PR #218, opened 2016-10-11
Remove TimeWaitPolling from marathonClient.

### LINKED ISSUE #217: If using default config, WaitOnDeployment will wait 138 hours in for loop
If I using default config, like [example/application.go](https://github.com/gambol99/go-marathon/blob/master/examples/applications/main.go#L45), it will wait for too long in [waitOnDeployment](https://github.com/gambol99/go-marathon/blob/master/examples/applications/main.go#L106) and got stuck. In fact, it will wait 138h53m20s.

After debugging, we found this issue is caused by [a mistake here](https://github.com/gambol99/go-marathon/blob/master/deployment.go#L154), I think the highlighted line should be

```go
time.Sleep(r.config.PollingWaitTime)
```

In this way, If I set timeout to 800ms like, 

```go
config := marathon.NewDefaultConfig()
config.PollingWaitTime = 800 * time.Millisecond
```

it won't be multiply by 1000000000 [here](https://github.com/gambol99/go-marathon/blob/master/client.go#L215).

WDYT? Please check and confirm this issue. I will push a commit if needed.

timoreimann:
Fixes #217.
Closes #216.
+ + + + +
▸ Requirement:
In the answer, return exactly the lines from the line containing "it won't be" to the end of the records above, and no others.

▸ Answer for the task:
it won't be multiply by 1000000000 [here](https://github.com/gambol99/go-marathon/blob/master/client.go#L215).

WDYT? Please check and confirm this issue. I will push a commit if needed.

timoreimann:
Fixes #217.
Closes #216.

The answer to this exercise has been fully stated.